Extensive knowledge of federal and state securities laws is an important part of the business law services Verrill offers our clients. Securities laws regulate the manner and terms upon which companies seek capital from investors, ranging from a startup company's offering to angel investors to a public company's offering through an SEC shelf registration. Securities laws also impose extensive, complex regulations on a diverse set of financial industry players.
Our securities lawyers have extensive experience representing venture capital firms, private equity firms, angel investors, and issuers in negotiating and documenting investments in privately held companies. Our attorneys also advise private companies and their owners on capitalization issues, governance matters, and steps to be taken in contemplation of a liquidity event, whether as an acquisition target, private equity investment or rollup, employee stock ownership plan (ESOP) transaction, or an initial public offering (IPO).
Members of the Business Law Group also represent issuers and selling stockholders in registered public offerings of equity or debt securities, such as through IPOs, employee stock option plans, or follow-on offerings. We have extensive experience advising publicly held companies on SEC reporting obligations, including design and preparation of proxy statements and of periodic reports on Forms 10-K and 10-Q; disclosure of current developments on Form 8-K; the effect of Regulation FD on other public statements by issuers; regulation of tender offers; stock exchange requirements on board and committee composition; insider trading prohibitions and short-swing trading regulation; SEC comment letter responses and internal investigations; and planning for stock repurchases and other transactions by issuers and their affiliates.
Verrill's securities lawyers provide regulatory and compliance counseling to a broad array of broker-dealers, investment advisors, registered investment companies, and private funds.
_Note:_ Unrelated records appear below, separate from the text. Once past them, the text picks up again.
PR #2958, opened 2025-02-07
LOG-6661: fix inconsistency for syslog facillity and severity templating

jcantrill:
### Description
This change:
* Restricts syslog.(severity|facility) to the template pattern supported elsewhere in the API
* Removes the capability to use the 5.x syslog template notation (e.g. `$$.message.foo`)
* Updates tests to validate changes

### Links
* https://issues.redhat.com/browse/LOG-6661

### DIFF
--- a/api/observability/v1/output_types.go
+++ b/api/observability/v1/output_types.go
@@ -1083,6 +1083,7 @@ type Syslog struct {
 	//     Emergency Alert Critical Error Warning Notice Informational Debug
 	//
 	// +kubebuilder:validation:Optional
+	// +kubebuilder:validation:Pattern:=`^(([a-zA-Z0-9-_.\/])*(\{(\.[a-zA-Z0-9_]+|\."[^"]+")+((\|\|)(\.[a-zA-Z0-9_]+|\.?"[^"]+")+)*\|\|"[^"]*"\})*)*$`
 	// +operator-sdk:csv:customresourcedefinitions:type=spec,displayName="Severity",xDescriptors={"urn:alm:descriptor:com.tectonic.ui:text"}
 	Severity string `json:"severity,omitempty"`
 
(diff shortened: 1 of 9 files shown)


internal/generator/vector/output/syslog/syslog_test.go
```diff
@@ -112,8 +112,8 @@ var _ = Describe("vector syslog clf output", func() {
 			spec.Syslog = &obs.Syslog{
 				URL:        "tls://logserver:6514",
 				RFC:        obs.SyslogRFC5424,
-				Facility:   "$$.message.facility",
-				Severity:   "$$.message.severity",
+				Facility:   `{.facility||"none"}`,
```
vparfonov, line 115: i think "none" is not correct fallback value

api/observability/v1/output_types.go
```diff
@@ -1099,6 +1100,7 @@ type Syslog struct {
 	//     local0 local1 local2 local3 local4 local5 local6 local7
 	//
 	// +kubebuilder:validation:Optional
+	// +kubebuilder:validation:Pattern:=`^\{(\.[a-zA-Z0-9_]+|\."[^"]+")(\.[a-zA-Z0-9_]+|\."[^"]+")*\}$`
```
vparfonov, line 1103: pattern not match `kernel` and other words without `{}`

api/observability/v1/output_types.go
```diff
@@ -1083,6 +1083,7 @@ type Syslog struct {
 	//     Emergency Alert Critical Error Warning Notice Informational Debug
 	//
 	// +kubebuilder:validation:Optional
+	// +kubebuilder:validation:Pattern:=`^\{(\.[a-zA-Z0-9_]+|\."[^"]+")(\.[a-zA-Z0-9_]+|\."[^"]+")*\}$`
```
vparfonov, line 1086: pattern not match word without `{}`

internal/generator/vector/output/syslog/syslog_test.go
jcantrill: I don't think it matters for the context of the test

We also advise individuals who serve as registered representatives, investment advisor representatives, and control persons of financial services firms.
Regulatory and compliance matters handled by our team include:
- Organization and registration of startup entities to engage in investment advisory or broker-dealer activities in the U.S., including organization of such entities on behalf of non-U.S. parent companies in the financial industry.
- Advice and legal opinions on various securities law issues arising for specialty players within the securities industry, including third-party marketers.
- Design, preparation, and updating of written supervisory procedures and policy manuals for investment advisors, broker-dealers, municipal securities dealers, and hedge funds and other private investment funds.
- Coordination of responses to regulatory examinations and civil or criminal investigations by the SEC, FINRA, NYSE, CFTC, State Securities Administrators, banking regulators, and other relevant regulatory agencies.
- Defense of firms and individuals in criminal proceedings or civil trials involving allegations of serious misconduct under applicable regulations and criminal statutes.
The leaders of our securities team are well-respected authorities on corporate governance and transactional law. This team complements the firm's securities law practice and enables Verrill to advise clients on the most complex acquisition, financing, and restructuring transactions.